[Excerpted data Boundary: Start]

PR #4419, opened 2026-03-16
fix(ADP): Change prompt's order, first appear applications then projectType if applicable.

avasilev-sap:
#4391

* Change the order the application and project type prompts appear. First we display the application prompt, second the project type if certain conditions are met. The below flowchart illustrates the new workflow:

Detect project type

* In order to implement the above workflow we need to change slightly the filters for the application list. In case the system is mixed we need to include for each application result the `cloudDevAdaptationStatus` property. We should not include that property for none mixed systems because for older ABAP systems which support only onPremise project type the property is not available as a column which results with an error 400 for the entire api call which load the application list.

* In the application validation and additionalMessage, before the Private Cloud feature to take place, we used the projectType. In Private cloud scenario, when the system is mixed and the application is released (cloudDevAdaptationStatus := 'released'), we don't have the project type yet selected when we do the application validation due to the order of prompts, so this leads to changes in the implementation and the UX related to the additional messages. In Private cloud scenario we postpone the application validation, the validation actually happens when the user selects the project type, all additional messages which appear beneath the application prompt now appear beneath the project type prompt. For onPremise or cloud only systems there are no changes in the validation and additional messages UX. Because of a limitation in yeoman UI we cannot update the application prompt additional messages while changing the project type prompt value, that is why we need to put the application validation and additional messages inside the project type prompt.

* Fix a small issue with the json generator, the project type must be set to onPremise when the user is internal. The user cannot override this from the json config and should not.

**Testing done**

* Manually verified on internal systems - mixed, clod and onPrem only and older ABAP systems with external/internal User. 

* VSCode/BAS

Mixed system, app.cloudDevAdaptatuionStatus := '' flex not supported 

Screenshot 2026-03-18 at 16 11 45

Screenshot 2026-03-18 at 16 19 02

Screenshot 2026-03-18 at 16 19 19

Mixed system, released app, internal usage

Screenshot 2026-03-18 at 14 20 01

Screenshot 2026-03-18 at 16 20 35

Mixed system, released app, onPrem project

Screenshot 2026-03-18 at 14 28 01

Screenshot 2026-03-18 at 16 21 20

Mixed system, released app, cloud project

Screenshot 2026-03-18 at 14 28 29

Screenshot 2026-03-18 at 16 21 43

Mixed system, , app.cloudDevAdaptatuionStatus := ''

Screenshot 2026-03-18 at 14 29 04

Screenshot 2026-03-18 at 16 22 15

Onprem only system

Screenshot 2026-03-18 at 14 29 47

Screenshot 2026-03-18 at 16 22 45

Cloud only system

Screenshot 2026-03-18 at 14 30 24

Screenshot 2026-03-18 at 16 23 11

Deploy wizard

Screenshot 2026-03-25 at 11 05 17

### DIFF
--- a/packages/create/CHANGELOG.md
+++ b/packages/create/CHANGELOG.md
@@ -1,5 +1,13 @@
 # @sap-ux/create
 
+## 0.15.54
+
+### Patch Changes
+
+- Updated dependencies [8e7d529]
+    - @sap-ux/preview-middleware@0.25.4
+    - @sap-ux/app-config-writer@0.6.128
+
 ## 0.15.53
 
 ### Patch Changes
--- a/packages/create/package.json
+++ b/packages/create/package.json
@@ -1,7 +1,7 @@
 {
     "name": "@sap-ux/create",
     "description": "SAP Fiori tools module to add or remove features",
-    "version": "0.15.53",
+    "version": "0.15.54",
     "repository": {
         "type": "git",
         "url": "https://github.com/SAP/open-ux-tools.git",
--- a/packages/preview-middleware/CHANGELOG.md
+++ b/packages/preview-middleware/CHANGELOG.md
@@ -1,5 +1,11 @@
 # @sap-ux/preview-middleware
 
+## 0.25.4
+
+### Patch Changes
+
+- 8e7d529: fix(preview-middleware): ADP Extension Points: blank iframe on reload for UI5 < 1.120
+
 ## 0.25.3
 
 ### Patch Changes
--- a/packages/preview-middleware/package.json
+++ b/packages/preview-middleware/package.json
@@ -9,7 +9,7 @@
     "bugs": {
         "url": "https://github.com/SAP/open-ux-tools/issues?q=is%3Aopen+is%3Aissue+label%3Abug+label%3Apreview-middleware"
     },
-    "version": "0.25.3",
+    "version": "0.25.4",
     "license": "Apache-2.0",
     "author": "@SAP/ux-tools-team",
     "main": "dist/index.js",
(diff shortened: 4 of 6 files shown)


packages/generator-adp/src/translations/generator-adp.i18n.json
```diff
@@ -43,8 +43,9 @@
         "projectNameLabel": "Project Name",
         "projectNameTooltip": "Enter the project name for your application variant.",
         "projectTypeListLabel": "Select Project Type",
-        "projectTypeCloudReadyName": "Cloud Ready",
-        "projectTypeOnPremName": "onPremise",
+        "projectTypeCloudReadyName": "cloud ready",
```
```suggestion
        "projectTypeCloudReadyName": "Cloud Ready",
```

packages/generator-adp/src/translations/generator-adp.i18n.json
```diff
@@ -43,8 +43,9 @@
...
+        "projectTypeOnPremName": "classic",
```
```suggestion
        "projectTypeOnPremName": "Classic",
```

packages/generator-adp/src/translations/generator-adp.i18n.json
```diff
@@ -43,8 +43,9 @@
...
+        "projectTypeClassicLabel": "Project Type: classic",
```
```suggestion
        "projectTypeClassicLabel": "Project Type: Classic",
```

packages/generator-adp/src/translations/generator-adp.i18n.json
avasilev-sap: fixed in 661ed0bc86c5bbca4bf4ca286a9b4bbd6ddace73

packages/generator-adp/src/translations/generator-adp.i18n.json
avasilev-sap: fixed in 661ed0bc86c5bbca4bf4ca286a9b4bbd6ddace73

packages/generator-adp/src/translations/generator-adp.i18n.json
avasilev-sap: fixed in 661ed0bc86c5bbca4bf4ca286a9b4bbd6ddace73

[Excerpted data Boundary: End]

= What to do =
Please set down the full listing above, word for word.

= Expected answer =
PR #4419, opened 2026-03-16
fix(ADP): Change prompt's order, first appear applications then projectType if applicable.

avasilev-sap:
#4391

* Change the order the application and project type prompts appear. First we display the application prompt, second the project type if certain conditions are met. The below flowchart illustrates the new workflow:

Detect project type

* In order to implement the above workflow we need to change slightly the filters for the application list. In case the system is mixed we need to include for each application result the `cloudDevAdaptationStatus` property. We should not include that property for none mixed systems because for older ABAP systems which support only onPremise project type the property is not available as a column which results with an error 400 for the entire api call which load the application list.

* In the application validation and additionalMessage, before the Private Cloud feature to take place, we used the projectType. In Private cloud scenario, when the system is mixed and the application is released (cloudDevAdaptationStatus := 'released'), we don't have the project type yet selected when we do the application validation due to the order of prompts, so this leads to changes in the implementation and the UX related to the additional messages. In Private cloud scenario we postpone the application validation, the validation actually happens when the user selects the project type, all additional messages which appear beneath the application prompt now appear beneath the project type prompt. For onPremise or cloud only systems there are no changes in the validation and additional messages UX. Because of a limitation in yeoman UI we cannot update the application prompt additional messages while changing the project type prompt value, that is why we need to put the application validation and additional messages inside the project type prompt.

* Fix a small issue with the json generator, the project type must be set to onPremise when the user is internal. The user cannot override this from the json config and should not.

**Testing done**

* Manually verified on internal systems - mixed, clod and onPrem only and older ABAP systems with external/internal User. 

* VSCode/BAS

Mixed system, app.cloudDevAdaptatuionStatus := '' flex not supported 

Screenshot 2026-03-18 at 16 11 45

Screenshot 2026-03-18 at 16 19 02

Screenshot 2026-03-18 at 16 19 19

Mixed system, released app, internal usage

Screenshot 2026-03-18 at 14 20 01

Screenshot 2026-03-18 at 16 20 35

Mixed system, released app, onPrem project

Screenshot 2026-03-18 at 14 28 01

Screenshot 2026-03-18 at 16 21 20

Mixed system, released app, cloud project

Screenshot 2026-03-18 at 14 28 29

Screenshot 2026-03-18 at 16 21 43

Mixed system, , app.cloudDevAdaptatuionStatus := ''

Screenshot 2026-03-18 at 14 29 04

Screenshot 2026-03-18 at 16 22 15

Onprem only system

Screenshot 2026-03-18 at 14 29 47

Screenshot 2026-03-18 at 16 22 45

Cloud only system

Screenshot 2026-03-18 at 14 30 24

Screenshot 2026-03-18 at 16 23 11

Deploy wizard

Screenshot 2026-03-25 at 11 05 17

### DIFF
--- a/packages/create/CHANGELOG.md
+++ b/packages/create/CHANGELOG.md
@@ -1,5 +1,13 @@
 # @sap-ux/create
 
+## 0.15.54
+
+### Patch Changes
+
+- Updated dependencies [8e7d529]
+    - @sap-ux/preview-middleware@0.25.4
+    - @sap-ux/app-config-writer@0.6.128
+
 ## 0.15.53
 
 ### Patch Changes
--- a/packages/create/package.json
+++ b/packages/create/package.json
@@ -1,7 +1,7 @@
 {
     "name": "@sap-ux/create",
     "description": "SAP Fiori tools module to add or remove features",
-    "version": "0.15.53",
+    "version": "0.15.54",
     "repository": {
         "type": "git",
         "url": "https://github.com/SAP/open-ux-tools.git",
--- a/packages/preview-middleware/CHANGELOG.md
+++ b/packages/preview-middleware/CHANGELOG.md
@@ -1,5 +1,11 @@
 # @sap-ux/preview-middleware
 
+## 0.25.4
+
+### Patch Changes
+
+- 8e7d529: fix(preview-middleware): ADP Extension Points: blank iframe on reload for UI5 < 1.120
+
 ## 0.25.3
 
 ### Patch Changes
--- a/packages/preview-middleware/package.json
+++ b/packages/preview-middleware/package.json
@@ -9,7 +9,7 @@
     "bugs": {
         "url": "https://github.com/SAP/open-ux-tools/issues?q=is%3Aopen+is%3Aissue+label%3Abug+label%3Apreview-middleware"
     },
-    "version": "0.25.3",
+    "version": "0.25.4",
     "license": "Apache-2.0",
     "author": "@SAP/ux-tools-team",
     "main": "dist/index.js",
(diff shortened: 4 of 6 files shown)


packages/generator-adp/src/translations/generator-adp.i18n.json
```diff
@@ -43,8 +43,9 @@
         "projectNameLabel": "Project Name",
         "projectNameTooltip": "Enter the project name for your application variant.",
         "projectTypeListLabel": "Select Project Type",
-        "projectTypeCloudReadyName": "Cloud Ready",
-        "projectTypeOnPremName": "onPremise",
+        "projectTypeCloudReadyName": "cloud ready",
```
```suggestion
        "projectTypeCloudReadyName": "Cloud Ready",
```

packages/generator-adp/src/translations/generator-adp.i18n.json
```diff
@@ -43,8 +43,9 @@
...
+        "projectTypeOnPremName": "classic",
```
```suggestion
        "projectTypeOnPremName": "Classic",
```

packages/generator-adp/src/translations/generator-adp.i18n.json
```diff
@@ -43,8 +43,9 @@
...
+        "projectTypeClassicLabel": "Project Type: classic",
```
```suggestion
        "projectTypeClassicLabel": "Project Type: Classic",
```

packages/generator-adp/src/translations/generator-adp.i18n.json
avasilev-sap: fixed in 661ed0bc86c5bbca4bf4ca286a9b4bbd6ddace73

packages/generator-adp/src/translations/generator-adp.i18n.json
avasilev-sap: fixed in 661ed0bc86c5bbca4bf4ca286a9b4bbd6ddace73

packages/generator-adp/src/translations/generator-adp.i18n.json
avasilev-sap: fixed in 661ed0bc86c5bbca4bf4ca286a9b4bbd6ddace73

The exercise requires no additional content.